More starkly still, in his contribution to the series of essays produced for Reboot Britain, Lee Bryant argues that:
In government, as in business, we suffer from organisational models that are too expensive and inefficient to succeed in the current climate.…Corporate IT has become a blocker not an enabler and we urgently need a new, more human-scale approach to internal communications and knowledge sharing within organisations in both the private and public sector. The boom times of recent years have hidden a great deal of inefficiency, and as revenues recede, we need flatter, more agile organisational structures instead of the stultifying middle management bureaucratic machines that exist because organisations fundamentally don’t trust their own people, let alone their customers and users.
I don’t see this as a choice, or at least not as an immediate choice.
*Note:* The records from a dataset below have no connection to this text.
PR #2668, opened 2021-07-17
Add Russian SuperGLUE

slowwavesleep:
Hi,

This adds the [Russian SuperGLUE](https://russiansuperglue.com/) dataset. For the most part I reused the code for the original SuperGLUE, although there are some relatively minor differences in the structure that I accounted for.


datasets/russian_super_glue/README.md
```diff
@@ -0,0 +1,370 @@
...
+|Russian Reading Comprehension with Commonsense Reasoning (RuCoS)|Reading Comprehension with Commonsense Reasoning (ReCoRD)|
+
+### Languages
+
+All tasks are in Russian.
+
+## Dataset Structure
+
+### Data Instances
+
```
albertvillanova, line 103: Could you please add as Data Instances, a dataset example for each of the tasks?

For example, for task LiDiRus, add the example in https://russiansuperglue.com/tasks/task_info/LiDiRus#Example
```python
{
     'sentence1': "Кошка сидела на коврике.",
     'sentence2': "Кошка не сидела на коврике.",
     'label': 'not_entailment',
     'knowledge': '',
     'lexical-semantics': '',
     'logic': 'Negation',
     'predicate-argument-structure': ''
}
```

albertvillanova (changes requested):
Hi @slowwavesleep, thanks a lot for adding this dataset! You did a great job.

The code is excellent. I just leave some comments about the dataset card (we are trying to improve them in order to facilitate dataset discoverability and usage).

datasets/russian_super_glue/README.md
slowwavesleep: I've added separate examples for train/dev and test, because the differences aren't always obvious. Also, I decided to sacrifice authenticity for sake of readability and wrapped the examples with exceedingly long text fragments with line breaks, although I'm still on the fence about this. On another note, the examples are specifically after the transformations, so the demonstrated format isn't completely identical to what's actually downloaded (as is the case with the original SuperGLUE). This is the least confusing way, in my opinion, since that's the format the end user is (presumably) going to use, after all.

albertvillanova (approved):
Thank you! It is awesome!

datasets/russian_super_glue/README.md
```diff
@@ -0,0 +1,673 @@
...
+  - [Other Known Limitations](#other-known-limitations)
+- [Additional Information](#additional-information)
+  - [Dataset Curators](#dataset-curators)
+  - [Licensing Information](#licensing-information)
+  - [Citation Information](#citation-information)
+  - [Contributions](#contributions)
+
+## Dataset Description
+
+- **Homepage:** https://russiansuperglue.com/
```
lhoestq, line 58: This website is unreachable for me

datasets/russian_super_glue/README.md
```diff
@@ -0,0 +1,673 @@
...
+
+#### TERRa
+- `idx`: an `int32` feature
+- `label`: a classification label, with possible values `entailment` (0), `not_entailment` (1)
+- `premise`: a `string` feature
+- `hypothesis`: a `string` feature
+
+#### RUSSE
+- `idx`: an `int32` feature
+- `label` : a classification label, with possible values `0`, `1`
```
lhoestq, line 509: Could you explain what 0 and 1 mean ?

datasets/russian_super_glue/README.md
```diff
@@ -0,0 +1,673 @@
...
+- `gold_sense2`: an `int32` feature
+- `start1`: an `int32` feature
+- `start2`: an `int32` feature
+- `end1`: an `int32` feature
+- `end2`: an `int32` feature
+
+#### RWSD
+
+- `idx`: an `int32` feature
+- `label` : a classification label, with possible values `0`, `1`
```
lhoestq, line 523: same here

datasets/russian_super_glue/README.md
```diff
@@ -0,0 +1,673 @@
...
+- `text`: a `string` feature
+- `span1_index`: an `int32` feature
+- `span2_index`: an `int32` feature
+- `span1_text`: a `string` feature
+- `span2_text`: a `string` feature
+
+
+#### DaNetQA
+- `idx`: an `int32` feature
+- `label` : a classification label, with possible values `false` (0), `true` (1)
```
lhoestq, line 533: same here

datasets/russian_super_glue/README.md
lhoestq: Thanks ! Could you also write explicitly at the beginning of the `Data Instance` section that the test sets are missing labels ?

datasets/russian_super_glue/russian_super_glue.py
```diff
@@ -0,0 +1,527 @@
...
+        RussianSuperGlueConfig(
+            name="terra",
+            description=_TERRA_DESCRIPTION,
+            features=["premise", "hypothesis"],
+            label_classes=["entailment", "not_entailment"],
+            data_url="https://russiansuperglue.com/tasks/download/TERRa",
+            citation="",
+            url="https://russiansuperglue.com/tasks/task_info/TERRa",
+        ),
+        RussianSuperGlueConfig(
```
lhoestq, line 297: This configuration should have `label_classes ` no ? I can see the `label` field in the examples in the readme

datasets/russian_super_glue/russian_super_glue.py
```diff
@@ -0,0 +1,527 @@
...
+                "end1",
+                "end2",
+                "gold_sense1",
+                "gold_sense2",
+            ],
+            data_url="https://russiansuperglue.com/tasks/download/RUSSE",
+            citation=_RUSSE_CITATION,
+            url="https://russiansuperglue.com/tasks/task_info/RUSSE",
+        ),
+        RussianSuperGlueConfig(
```
lhoestq, line 315: same here

datasets/russian_super_glue/russian_super_glue.py
```diff
@@ -0,0 +1,527 @@
...
+            name="rwsd",
+            description=_RWSD_DESCRIPTION,
+            features=["text", "span1_index", "span2_index", "span1_text", "span2_text"],
+            data_url="https://russiansuperglue.com/tasks/download/RWSD",
+            citation="",
+            url="https://russiansuperglue.com/tasks/task_info/RWSD",
+        ),
+        RussianSuperGlueConfig(
```
lhoestq, line 323: same here

lhoestq (commented):
Awesome thank you ! This is really nice :) 

I just have a few comments for the README and the python code - though both are already in really good shape

datasets/russian_super_glue/README.md
slowwavesleep: Could you check again? Might've been something temporary. Currently, I can access it and I don't believe there are any regional restrictions. I'll need more details if it still is unreachable for you.

datasets/russian_super_glue/russian_super_glue.py
slowwavesleep: Do you mean the TERRa dataset? The label classes are there.

slowwavesleep:
Added the missing label classes and their explanations (to the best of my understanding)

datasets/russian_super_glue/README.md
lhoestq: It's working now, thanks :)

datasets/russian_super_glue/russian_super_glue.py
lhoestq: What I mean is that we could name the label classes of RUSSE, RWSD and DANETQA: "same sense"/"not same sense", "cofererence"/"not coreference", "yes"/"no" via the `label_classes` parameter that you can pass to the builder config.

It's useful to add this info to know what the label represents programmatically, since the label names are used to define the ClassLabel feature type of the `label` column of your data.

lhoestq:
Thanks a lot ! Once the last comment about the label names is addressed we can merge :)

datasets/russian_super_glue/russian_super_glue.py
slowwavesleep: Are the label names supposed to be used for inference? Conceptually, I mean. Submissions on the leaderboard are expected to be in particular format (such as `idx: 1, label: "true"`), so I was thinking that it would be useful to be able reuse label names for that. Here, and in the original SuperGLUE, the datasets with binary answers are generally labeled with boolean values. However, now I noticed that these values are used inconsistently in the sample submission. It appears as "true"/"false", "True"/"False", and 0/1.

Anyway, my question is are label names meant to be just supplementary info?

Meanwhile, I'll have to check that the code written so far works as intended with inconsistent label names.

slowwavesleep: So the choice is to use whatever label names are expected in the submission or make the names meaningful. I'm not so sure that it's an obvious one in this case.

lhoestq: I didn't know about the expected names in the submission. We should probably keep the names from what's expected in the submission then.

lhoestq: In doubt maybe we can just stay consistent with the `super_glue` dataset script, i.e. don't have `label_classes` for those tasks. Does that sound good to you ?

If yes, I guess we're done since it doesn't have `label_classes` for those tasks already.

lhoestq (approved):
Let's keep the label as is then for consistency with super_glue

Thanks a lot for adding this one !

PR #2680, opened 2021-07-20
feat: 🎸 add paperswithcode id for qasper dataset

severo:
The reverse reference exists on paperswithcode:
https://paperswithcode.com/dataset/qasper


lhoestq (approved):
Thanks :)

PR #2694, opened 2021-07-21
fix: 🐛 change string format to allow copy/paste to work in bash

severo:
Before: copy/paste resulted in an error because the square bracket
characters `[]` are special characters in bash


lhoestq (approved):
Thanks :)

PR #2696, opened 2021-07-21
Add support for disable_progress_bar on Windows

mariosasko:
This PR is a continuation of #2667 and adds support for `utils.disable_progress_bar()` on Windows when using multiprocessing. This [answer](https://stackoverflow.com/a/6596695/14095927) on SO explains it nicely why the current approach (with calling `utils.is_progress_bar_enabled()` inside `Dataset._map_single`) would not work on Windows.


mariosasko:
The CI failure seems unrelated to this PR (probably has something to do with Transformers).

lhoestq (approved):
Thanks for making it work correctly in multiprocessing !

Issue #2716, opened 2021-07-26
Calling shuffle on IterableDataset will disable batching in case any functions were mapped


amankhandelia:
When using dataset in streaming mode, if one applies `shuffle` method on the dataset and `map` method for which `batched=True` than the batching operation will not happen, instead `batched` will be set to `False`

I did RCA on the dataset codebase, the problem is emerging from [this line of code](https://github.com/huggingface/datasets/blob/d25a0bf94d9f9a9aa6cabdf5b450b9c327d19729/src/datasets/iterable_dataset.py#L197) here as it is
`self.ex_iterable.shuffle_data_sources(seed), function=self.function, batch_size=self.batch_size`, as one can see it is missing batched argument, which means that the iterator fallsback to default constructor value, which in this case is `False`.
To remedy the problem we can change this line to
`self.ex_iterable.shuffle_data_sources(seed), function=self.function, batched=self.batched, batch_size=self.batch_size`

lhoestq:
Hi :) Good catch ! Feel free to open a PR if you want to contribute, this would be very welcome ;)

amankhandelia:
Have raised the PR [here](https://github.com/huggingface/datasets/pull/2717)

albertvillanova:
Fixed by #2717.

PR #2717, opened 2021-07-26
Fix shuffle on IterableDataset that disables batching in case any functions were mapped

amankhandelia:
Made a very minor change to fix the issue#2716. Added the missing argument in the constructor call.

As discussed in the bug report, the change is made to prevent the `shuffle` method call from resetting the value of `batched` attribute in `MappedExamplesIterable`


lhoestq (approved):
Thanks for the fix !

albertvillanova:
Fix #2716.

As things now stand, two things need to be done, they both need to be done well, and they will be done well by doing different things. Whether we like it or not, whether VRM is the future or not, government is the custodian of many large databases and the services built on them, and millions of people depend on that custody being effective. So it is in everybody’s interest that that is done as well as it can be, and the standards of the shuttle software are standards it is worth aspiring to.
But it is just as clear that government is not a single purpose, single application control system. Its role is not to steer one machine but to be steered by many. And in that context, the approach to service design implicit in the space shuttle software model may be precisely the wrong one.